I need a "not very expensive/good sounding power amp", I already have a 2:90 but is heavy as hell.
So, which one is better? By better I mean louder, reliability an sound.


----------



## MaxOfMetal (Nov 28, 2010)

If you're looking for lighter, loud, and reliable you can't really beat the efficiency of a SS power section. I'd say the Velocity will fit the bill quite well.


----------



## xCaptainx (Nov 28, 2010)

I'm also keen to hear any opinions regarding the Carvin TS100. I just got a pod HD500 and it sounds great. My Kerry King JCM800 doesnt have an effects loop and I'm thinking of the Carvin poweramp + Pod HD500 combo


----------



## TomAwesome (Nov 28, 2010)

If you want a rugged and dependable backup, the Velocity should work nicely. It might not sound quite as good as the TS100 (or it might, depending on your own taste), but solid state has its advantages.




xCaptainx said:


> I'm also keen to hear any opinions regarding the Carvin TS100. I just got a pod HD500 and it sounds great. My Kerry King JCM800 doesnt have an effects loop and I'm thinking of the Carvin poweramp + Pod HD500 combo



I'd imagine that would sound pretty good. PODs work very well with tube power amps.


----------



## Inazone (Nov 28, 2010)

Someone on Harmony Central bought the Velocity to use in place of a tube amp, and ended up returning it because it just didn't come close. Granted, that's one person's opinion, but lots of solid state amps have been marketed as "just like tubes" and that's really a matter of perception. I bought a Peavey XXL after using a number of tube amps, and while it sounds great for metal, it's not the same thing. In other words, buy a Velocity if you want a solid state power amp that is built specifically for guitarists, rather than a general-purpose power amp. 

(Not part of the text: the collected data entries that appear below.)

PR #240, opened 2019-07-12
MLIBZ-2859: Client.getActiveUser() returns only userId

b-stolyarov:
#### Description
If login to an app, then to close the app and open it again `client.getActiveUser()` returns only user id, even if user contained some additional filled fields (userName etc). 

#### Changes
Added saving user info to realm table, except auth_token. 

#### Tests
Instrumented

### DIFF
--- a/java-api-core/src/com/kinvey/java/store/UserStoreRequestManager.java
+++ b/java-api-core/src/com/kinvey/java/store/UserStoreRequestManager.java
@@ -63,7 +63,7 @@ import java.util.Map;
 public class UserStoreRequestManager<T extends BaseUser> {
 
 
-    public static final String USER_COLLECTION_NAME = "user";
+    public static final String USER_COLLECTION_NAME = "active_user_info";
     public static final String GRANT_TYPE = "grant_type";
     public static final String USERNAME_PARAM = "username";
     public static final String PASSWORD_PARAM = "password";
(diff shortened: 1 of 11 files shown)


java-api-core/src/com/kinvey/java/store/UserStoreRequestManager.java
```diff
@@ -57,13 +58,15 @@
...
+import static com.kinvey.java.Constants.ACCESS_ERROR;
+
 /**
  * Created by Prots on 2/12/16.
  */
 public class UserStoreRequestManager<T extends BaseUser> {
 
 
-    public static final String USER_COLLECTION_NAME = "user";
+    public static final String USER_COLLECTION_NAME = "active_user_info";
```
heyzooi: any special reason why you need to change the collection name for the local cache?

heyzooi: I'm wondering if it would cause a breaking change

b-stolyarov: `USER_COLLECTION_NAME` wasn't used in the SDK, but I agree that it's public constant, I'll create `ACTIVE_USER_COLLECTION_NAME` for `active_user_info` and return back `user`.

b-stolyarov: I wouldn't like to use `user` for keeping user info, because this table name potentially can be busy.

b-stolyarov: Updated.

Meanwhile, I have the original Carvin T100, which the TS100 improved upon. They are somewhat more transparent than some tube power amps I've used, but still are distinctly tube. If the TS100 is the same as the T100, there will be both preamp and power tubes. I use the T100 for all of my recording, because it keeps the original preamp tone intact without coloring it.


----------



## Philligan (Nov 28, 2010)

Trent from After the Burial uses a Velocity 300 with his Axe Fx. He said he likes it because it's reliable and loud, but super transparent, so he doesn't have to do too much tweaking between his PA signal chain and his cab chain.

That being said, Justin uses a TS100 and says he loves it


----------



## xCaptainx (Nov 28, 2010)

ok so I'm going to sell my KK head and use the POD HD 500 + one of these poweramps. I'm leaning more towards the rocktron as it's single unit, SS and hell, After The Burial use it, haha. 

In theory I want to have a stereo line out setup going to my poweramp/cab and the XLR out going straight to P.A should we do show that have a grunty enough P.A. Our other guitarist uses an ENGL Fireball, Palmer DI loadbox and Mesa cab. He's using the Palmer to go D.I into p.a as well, effectively we would remove any requirement for our cabs to be mic'd, they will be for stage sound only. 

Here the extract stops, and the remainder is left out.